▼▼▼

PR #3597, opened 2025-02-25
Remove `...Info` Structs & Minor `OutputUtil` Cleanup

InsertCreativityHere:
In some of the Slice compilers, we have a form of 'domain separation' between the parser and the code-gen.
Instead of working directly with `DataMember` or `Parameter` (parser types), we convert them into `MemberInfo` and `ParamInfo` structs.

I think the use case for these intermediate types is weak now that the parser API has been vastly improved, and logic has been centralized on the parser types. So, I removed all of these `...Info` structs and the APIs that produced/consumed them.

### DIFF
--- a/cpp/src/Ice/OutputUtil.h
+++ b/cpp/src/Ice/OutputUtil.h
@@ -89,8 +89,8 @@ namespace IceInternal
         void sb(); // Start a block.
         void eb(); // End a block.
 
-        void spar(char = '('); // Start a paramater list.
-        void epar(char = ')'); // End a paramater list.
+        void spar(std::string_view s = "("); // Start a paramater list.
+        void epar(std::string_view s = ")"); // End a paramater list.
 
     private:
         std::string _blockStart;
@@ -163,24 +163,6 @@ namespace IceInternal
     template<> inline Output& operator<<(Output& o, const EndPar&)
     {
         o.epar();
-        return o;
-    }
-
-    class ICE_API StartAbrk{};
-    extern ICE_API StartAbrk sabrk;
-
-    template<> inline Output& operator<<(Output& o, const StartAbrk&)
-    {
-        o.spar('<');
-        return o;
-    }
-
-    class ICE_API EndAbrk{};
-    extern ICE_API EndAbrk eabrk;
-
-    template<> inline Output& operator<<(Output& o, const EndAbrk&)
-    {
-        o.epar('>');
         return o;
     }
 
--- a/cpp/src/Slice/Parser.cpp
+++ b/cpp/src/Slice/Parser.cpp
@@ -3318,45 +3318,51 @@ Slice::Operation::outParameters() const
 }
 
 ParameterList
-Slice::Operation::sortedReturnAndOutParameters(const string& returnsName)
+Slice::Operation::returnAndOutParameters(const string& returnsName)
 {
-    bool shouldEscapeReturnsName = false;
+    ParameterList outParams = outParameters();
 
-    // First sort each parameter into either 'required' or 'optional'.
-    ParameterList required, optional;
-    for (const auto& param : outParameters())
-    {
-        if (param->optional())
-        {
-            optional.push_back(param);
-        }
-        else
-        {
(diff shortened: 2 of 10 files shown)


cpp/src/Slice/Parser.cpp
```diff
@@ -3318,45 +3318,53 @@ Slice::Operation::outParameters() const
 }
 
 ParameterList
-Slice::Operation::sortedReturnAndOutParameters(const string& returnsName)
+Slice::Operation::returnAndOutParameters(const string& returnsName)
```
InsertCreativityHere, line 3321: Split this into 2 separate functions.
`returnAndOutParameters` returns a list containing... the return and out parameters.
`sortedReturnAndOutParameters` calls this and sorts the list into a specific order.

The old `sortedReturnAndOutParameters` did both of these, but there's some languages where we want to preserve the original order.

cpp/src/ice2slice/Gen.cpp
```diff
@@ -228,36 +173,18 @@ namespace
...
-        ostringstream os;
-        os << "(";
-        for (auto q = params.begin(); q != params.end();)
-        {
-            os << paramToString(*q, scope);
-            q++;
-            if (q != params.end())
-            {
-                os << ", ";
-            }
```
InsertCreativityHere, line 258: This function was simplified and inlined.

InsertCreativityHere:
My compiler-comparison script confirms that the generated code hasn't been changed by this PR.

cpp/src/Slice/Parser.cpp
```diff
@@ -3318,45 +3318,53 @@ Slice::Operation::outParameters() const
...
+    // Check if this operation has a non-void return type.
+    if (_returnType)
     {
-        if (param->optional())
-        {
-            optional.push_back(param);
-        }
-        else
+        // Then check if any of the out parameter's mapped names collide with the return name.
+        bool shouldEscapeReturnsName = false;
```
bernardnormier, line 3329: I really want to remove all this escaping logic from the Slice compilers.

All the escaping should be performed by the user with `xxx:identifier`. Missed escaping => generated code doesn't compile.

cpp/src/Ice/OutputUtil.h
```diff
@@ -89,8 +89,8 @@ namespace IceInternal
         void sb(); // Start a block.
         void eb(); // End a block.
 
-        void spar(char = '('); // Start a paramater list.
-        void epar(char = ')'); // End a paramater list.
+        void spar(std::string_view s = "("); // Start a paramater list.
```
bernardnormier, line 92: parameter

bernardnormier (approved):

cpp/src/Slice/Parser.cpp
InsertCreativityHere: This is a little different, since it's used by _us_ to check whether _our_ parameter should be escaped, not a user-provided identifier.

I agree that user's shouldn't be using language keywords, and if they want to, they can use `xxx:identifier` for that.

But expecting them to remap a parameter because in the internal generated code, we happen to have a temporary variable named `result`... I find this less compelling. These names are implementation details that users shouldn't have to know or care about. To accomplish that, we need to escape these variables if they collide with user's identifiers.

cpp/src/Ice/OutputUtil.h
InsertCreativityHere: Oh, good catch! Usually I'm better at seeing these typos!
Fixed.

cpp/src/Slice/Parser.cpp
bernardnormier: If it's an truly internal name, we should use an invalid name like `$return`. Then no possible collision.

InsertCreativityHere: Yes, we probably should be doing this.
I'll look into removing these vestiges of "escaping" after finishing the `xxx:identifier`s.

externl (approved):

▲▲▲

- _Task to carry out_: Reproduce the records above with every character intact.

- _Answer_:
PR #3597, opened 2025-02-25
Remove `...Info` Structs & Minor `OutputUtil` Cleanup

InsertCreativityHere:
In some of the Slice compilers, we have a form of 'domain separation' between the parser and the code-gen.
Instead of working directly with `DataMember` or `Parameter` (parser types), we convert them into `MemberInfo` and `ParamInfo` structs.

I think the use case for these intermediate types is weak now that the parser API has been vastly improved, and logic has been centralized on the parser types. So, I removed all of these `...Info` structs and the APIs that produced/consumed them.

### DIFF
--- a/cpp/src/Ice/OutputUtil.h
+++ b/cpp/src/Ice/OutputUtil.h
@@ -89,8 +89,8 @@ namespace IceInternal
         void sb(); // Start a block.
         void eb(); // End a block.
 
-        void spar(char = '('); // Start a paramater list.
-        void epar(char = ')'); // End a paramater list.
+        void spar(std::string_view s = "("); // Start a paramater list.
+        void epar(std::string_view s = ")"); // End a paramater list.
 
     private:
         std::string _blockStart;
@@ -163,24 +163,6 @@ namespace IceInternal
     template<> inline Output& operator<<(Output& o, const EndPar&)
     {
         o.epar();
-        return o;
-    }
-
-    class ICE_API StartAbrk{};
-    extern ICE_API StartAbrk sabrk;
-
-    template<> inline Output& operator<<(Output& o, const StartAbrk&)
-    {
-        o.spar('<');
-        return o;
-    }
-
-    class ICE_API EndAbrk{};
-    extern ICE_API EndAbrk eabrk;
-
-    template<> inline Output& operator<<(Output& o, const EndAbrk&)
-    {
-        o.epar('>');
         return o;
     }
 
--- a/cpp/src/Slice/Parser.cpp
+++ b/cpp/src/Slice/Parser.cpp
@@ -3318,45 +3318,51 @@ Slice::Operation::outParameters() const
 }
 
 ParameterList
-Slice::Operation::sortedReturnAndOutParameters(const string& returnsName)
+Slice::Operation::returnAndOutParameters(const string& returnsName)
 {
-    bool shouldEscapeReturnsName = false;
+    ParameterList outParams = outParameters();
 
-    // First sort each parameter into either 'required' or 'optional'.
-    ParameterList required, optional;
-    for (const auto& param : outParameters())
-    {
-        if (param->optional())
-        {
-            optional.push_back(param);
-        }
-        else
-        {
(diff shortened: 2 of 10 files shown)


cpp/src/Slice/Parser.cpp
```diff
@@ -3318,45 +3318,53 @@ Slice::Operation::outParameters() const
 }
 
 ParameterList
-Slice::Operation::sortedReturnAndOutParameters(const string& returnsName)
+Slice::Operation::returnAndOutParameters(const string& returnsName)
```
InsertCreativityHere, line 3321: Split this into 2 separate functions.
`returnAndOutParameters` returns a list containing... the return and out parameters.
`sortedReturnAndOutParameters` calls this and sorts the list into a specific order.

The old `sortedReturnAndOutParameters` did both of these, but there's some languages where we want to preserve the original order.

cpp/src/ice2slice/Gen.cpp
```diff
@@ -228,36 +173,18 @@ namespace
...
-        ostringstream os;
-        os << "(";
-        for (auto q = params.begin(); q != params.end();)
-        {
-            os << paramToString(*q, scope);
-            q++;
-            if (q != params.end())
-            {
-                os << ", ";
-            }
```
InsertCreativityHere, line 258: This function was simplified and inlined.

InsertCreativityHere:
My compiler-comparison script confirms that the generated code hasn't been changed by this PR.

cpp/src/Slice/Parser.cpp
```diff
@@ -3318,45 +3318,53 @@ Slice::Operation::outParameters() const
...
+    // Check if this operation has a non-void return type.
+    if (_returnType)
     {
-        if (param->optional())
-        {
-            optional.push_back(param);
-        }
-        else
+        // Then check if any of the out parameter's mapped names collide with the return name.
+        bool shouldEscapeReturnsName = false;
```
bernardnormier, line 3329: I really want to remove all this escaping logic from the Slice compilers.

All the escaping should be performed by the user with `xxx:identifier`. Missed escaping => generated code doesn't compile.

cpp/src/Ice/OutputUtil.h
```diff
@@ -89,8 +89,8 @@ namespace IceInternal
         void sb(); // Start a block.
         void eb(); // End a block.
 
-        void spar(char = '('); // Start a paramater list.
-        void epar(char = ')'); // End a paramater list.
+        void spar(std::string_view s = "("); // Start a paramater list.
```
bernardnormier, line 92: parameter

bernardnormier (approved):

cpp/src/Slice/Parser.cpp
InsertCreativityHere: This is a little different, since it's used by _us_ to check whether _our_ parameter should be escaped, not a user-provided identifier.

I agree that user's shouldn't be using language keywords, and if they want to, they can use `xxx:identifier` for that.

But expecting them to remap a parameter because in the internal generated code, we happen to have a temporary variable named `result`... I find this less compelling. These names are implementation details that users shouldn't have to know or care about. To accomplish that, we need to escape these variables if they collide with user's identifiers.

cpp/src/Ice/OutputUtil.h
InsertCreativityHere: Oh, good catch! Usually I'm better at seeing these typos!
Fixed.

cpp/src/Slice/Parser.cpp
bernardnormier: If it's an truly internal name, we should use an invalid name like `$return`. Then no possible collision.

InsertCreativityHere: Yes, we probably should be doing this.
I'll look into removing these vestiges of "escaping" after finishing the `xxx:identifier`s.

externl (approved):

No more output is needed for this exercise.